I hadn’t really expected the guys at the barricade to let me through. Didn’t matter. I had a Plan B. I headed southbound, as if going back to Bishop. Around a curve, out of anyone’s sight, I took the unmarked turnoff. I knew this Forest Service road — I’d taken it in summer, on field trips, and I knew where it accessed another lateral that would put me in the neighborhood of the Lakes Basin. I wondered, briefly, if Krom had walked that lateral in his quest for an alternate route. If he had, he would have rejected it because it would put evacuating traffic in the neighbhorhood of Red Mountain. I didn’t reject it. There was no other choice. Two miles uphill I turned onto the lateral, just wide enough for a snowplow. I crept along, fingers crossed, but within a few hundred yards the road ended. Hadn’t been plowed. Every available snowplow, I guessed, had been diverted to Krom.

That much farther to ski. So I’d better get going.

As I was stepping into my bindings I gave a glance to Lindsay’s doll. She has porcelain skin like Lindsay’s and a proud chin, and she brought me Lindsay’s voice, which I had lost in the crime-scene horror of her office. She says, sharp, don’t do anything foolish, honey.

I promised to be wise.

I followed the unplowed road, which banded the mountainside, and then began a gentle descent. The snow was slow but once the slope steepened I kicked into a smoother stride and picked up speed.

Within two hours I’d reached the Lakes Basin. I came downcanyon in a tuck, trying not to think about the lay of the land, about the rift up on Red Mountain. There was no other way in. It was just that simple. Just ski. Don’t fall, don’t break an ankle. I tried not to think about Walter lying off the road someplace with a broken ankle. I tried not to think at all.

The cell phone in my pocket was silent. Jimbo was sleeping, or he’d gone straight to breakfast without checking my room. I didn’t blame him.

I focused on my stomach. It was hollow. Nothing to eat since last night in Bishop, and that was toast forced down me by Jimbo. Now, I was hungry. I fantasized swinging by the house and grabbing something. It’s on the way. Jimbo cleaned out the fridge but what about the freezer? Last time I looked there was a sweet potato pie, microwaveable. God, I wanted that pie. So creamy, like a sweet cloud in your mouth.

The canyon road dipped below a ridge and the slope fell into shadow. I hit deeper snow, and had to work. My stomach growled.

Jimbo ate the pie. I just knew it. Didn’t matter. I wasn’t going to the house because Walter was not there waiting for pie.

There was something. I stopped. A rumbling, deep within the mountain. I waited, but detected no movement. The sound trailed off as the earth settled itself. Another quake. So what’s new?

There was thunder and I looked up to the clear sky, and then to the ridge above me. Even as the thunder died another sound came — a thick sucking. In utter amazement I watched an entire section of snow detach from the bowl beneath the ridge and slide in a great slab downhill toward the road. The leading edge wrinkled over a cluster of boulders and loosened and slurried ahead of the main body of the avalanche.

In slow motion, taking forever, I bent to release my bindings.

Wind hit me, roared past me. The snow in front of my skis humped up and I felt the ground below me move. Snow exploded up and the crust under my skis crumpled. I was ripped off my feet. I gasped, inhaling needles of snow.

Swim.

But the snow’s got its own agenda and it’s tumbling me along like I’m a load of wash and I can’t see and can’t breathe and all I want in the world is to get my head above the snow. Then without knowing how I do it I’m swimming all right, fighting for the surface. Something hard bangs into my leg. My ski. A rock. I’m swimming, dog-paddling to beat all hell but I don’t know which way is up.

And then the snow and I slow and finally come to rest and the snow, which only seconds ago had been liquid, turns to cement.

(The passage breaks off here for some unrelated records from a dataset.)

Issue #821, opened 2019-07-28
Optimizer handling of infinite loss


ChrisRackauckas:
Ref https://github.com/JuliaDiffEq/DiffEqFlux.jl/issues/70 . As discussed at JuliaCon, nicer strategies can be used so that if you get an infinite loss the training won't just explode. You can discard the point and take another random draw and things like that. @oxinabox @pkofod probably know more, since I know Optim.jl and other libraries handle this.

(@freemin7)

oxinabox:
Just dropping it feels like a risky move, but I think it might actually be the right one.
under SGD random minibatch is just sampling the loss space.
If most of it is not a pole then we can just sample again

There are loss functions that have a degenerate case of `-Inf` when you are doing very well,
(e.g. anything given by maximizing an expectated value parameter, and dividing by a dispersion parameter.)

OTOH, this is a bit risky since this could also be a result of a user mistake in the loss function definition.

MikeInnes:
Dropping everything on `Inf` seems pretty expensive (we'd have to check for the presence of `Inf` across all gradients). But just treating `Inf` as `0` would be easy to do.

oxinabox:
Not gradients, losses.
Different.

MikeInnes:
If it's really losses you're concerned about, that's independent of the optimisers, which only ever see gradients. It's less clear what the action item is here since normally it's up to the user to decide what to do with a loss. We could perhaps add a check in `train!`, but that'd only apply if you used that, and this seems like a relatively advanced use case.

freemin7:
I used DiffEqFlux to estimate parameters of an differential equation whose solution has a finite escape in some areas of the parameter space.
This means 3 things:
 - any good ODE solver will fail to integrate the solution past the singularity in the solution 
 - the only knowledge gained by this result is: This value is bad and there is nothing that can be done.
 - The difference between training data and solution is infinite in some areas and not defined in others.

So even from a mathematical point of view there is no well behaved way to handle this. If i currently return an infinity in my loss function DiffEqFlux (and the underlying machinery) throws an error halting the training.

It would be really helpful if there was way to tell Flux to ignore this loss and possibly stay away from this area (optional but nice to have in my case where bad parameters form a region). I am not here to debate whether this should be a +Inf or a NaN or something similar.

If i had to give an action item it would be:
 - Give the  basic control over the optimizer from the loss function.

My proposal would look like this:
[...]

PR #2070, opened 2022-09-27
Stop training on Inf/NaN loss

### LINKED ISSUE #1981: Warn on `NaN` loss
Would it not be convenient, particularily for users with less experienced with artificial neural networks, to print a warning when trying to update parameters with a loss of NaN? This could save a lot of wasted resources.

mcabbott:
Closes #1981, by altering `train!` so that when it encounters an infinite / NaN loss, it ~~prints a warning~~ throws an error, and stops. It stops before updating the model, because such an update will usually make everything NaN.

Not sure it should stop, in fact. Maybe it should skip that datapoint & continue?

### PR Checklist

- [x] Tests are added
- [ ] Entry in NEWS.md

### DIFF
--- a/test/optimise.jl
+++ b/test/optimise.jl
@@ -91,7 +91,7 @@ end
   m = Dense(1 => 1)
   m.weight .= 0
   CNT = 0
-  Flux.train!(Flux.params(m), 1:100, Descent(0.1)) do i
+  @test_throws DomainError Flux.train!(Flux.params(m), 1:100, Descent(0.1)) do i
     CNT += 1
     (i == 51 ? NaN32 : 1f0) * sum(m([1.0]))
   end
--- a/test/optimise.jl
+++ b/test/optimise.jl
@@ -87,6 +87,18 @@ end
   Flux.train!(loss, Flux.params(r), (r,), Descent())
 end
 
+@testset "Stop on NaN" begin
+  m = Dense(1 => 1)
+  m.weight .= 0
+  CNT = 0
+  Flux.train!(Flux.params(m), 1:100, Descent(0.1)) do i
+    CNT += 1
+    i > 50 ? NaN32 : sum(m([1.0]))
+  end
+  @test m.weight[1] ≈ -5  # did not corrupt weights
+  @test CNT == 51  # stopped early
+end
+
 @testset "ExpDecay" begin
 
   @testset "Sanity Check" begin
--- a/test/optimise.jl
+++ b/test/optimise.jl
@@ -93,7 +93,7 @@ end
   CNT = 0
   Flux.train!(Flux.params(m), 1:100, Descent(0.1)) do i
     CNT += 1
-    i == 51 ? NaN32 : sum(m([1f0]))
+    (i == 51 ? NaN32 : 1f0) * sum(m([1.0]))
   end
   @test CNT == 51  # stopped early
   @test m.weight[1] ≈ -5  # did not corrupt weights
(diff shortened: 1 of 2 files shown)


test/optimise.jl
```diff
@@ -87,6 +87,18 @@ end
...
+@testset "Stop on NaN" begin
+  m = Dense(1 => 1)
+  m.weight .= 0
+  CNT = 0
+  Flux.train!(Flux.params(m), 1:100, Descent(0.1)) do i
+    CNT += 1
+    i == 51 ? NaN32 : sum(m([1f0]))
+  end
+  @test CNT == 51  # stopped early
+  @test m.weight[1] ≈ -5  # did not corrupt weights
```
mcabbott, line 99: Somewhat surprisingly, current Flux doesn't actually produce NaN weights, but I don't know where it skips this update:
```
julia> let
       m = Dense(1 => 1)
                m.weight .= 0
                CNT = 0
                Flux.train!(Flux.params(m), 1:100, Descent(0.1)) do i
                  CNT += 1
                  i == 51 ? NaN32 : sum(m([1.0]))
                end
                m.weight, CNT
       end
(Float32[-9.900002;;], 100)
```

mcabbott: My fault, that iteration just has zero gradient. A more realistic one would be something like this:
```
julia> let
       m = Dense(1 => 1)
                m.weight .= 0
                CNT = 0
                Flux.train!(Flux.params(m), 1:100, Descent(0.1)) do i
                  CNT += 1
                  (i == 51 ? NaN32 : 1f0) * sum(m([1.0]))
                end
                m.weight, CNT
       end
(Float32[NaN;;], 100)
```

ToucheSir:
It would be good to have some way for user code to tell training has stopped prematurely. Not sure what that would look like: return value, callback, flag, etc?

mcabbott:
One way would be to upgrade this to an error. It does depend a little on how complex/comprehensive we think `train!` ought to be.

I found https://github.com/FluxML/Flux.jl/issues/821, in which all options were discussed. And the idea was to write `isfinite(l) || Flux.skip()`, except that this got documented as something to do in a callback, which never worked, it happens too late... and nobody noticed because this was sufficiently confusing? So my opinion is that anything that complicated should be an ordinary `for` loop.

ToucheSir:
Raising `StopException` from the inner loop doesn't seem like the worst idea. Unlike calling `skip` or `stop` in callbacks, this would be able to intercept things in time. I guess the only question is whether making `StopException` part of the public API for this purpose is palatable.

mcabbott:
`StopException` leads directly to `break`, so I think there's nothing gained by implementing an auto-check that way compared to this PR's current code?

The point of the exception was, I now see, was that you could throw it from inside the loss function passed to gradient, and still get to `break`. But documenting it as part of the callback was a mistake.

ToucheSir:
I missed that `StopException` was still being caught by the inner loop of `train!`. In that case, it'd have to be another exception type. Whether adding one just for this makes sense is a good question.

mcabbott:
Ah OK, so you weren't proposing to throw and catch an error. It could just throw a DomainError, that seems the closest Base type.

ToucheSir (approved):
LGTM, but if @darsnack or @CarloLucibello wouldn't mind having a once-over that would be great.

KronosTheLate:
Thanks for taking the issue I raised so seriously, it is so nice to encounter active developers who listen to user requests. Thanks for your work <3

I lay pinned. I could see nothing but my mind was free to roam and it dived down into the crevassed glacier, blue walls closing around me. I screamed.

There was snow in my mouth. I spat but it was already dissolving on my tongue, creamy as sweet potato pie. I stuck out my tongue, tasting cold air. Free air. There was a hole in the snow around my face. Hope surged.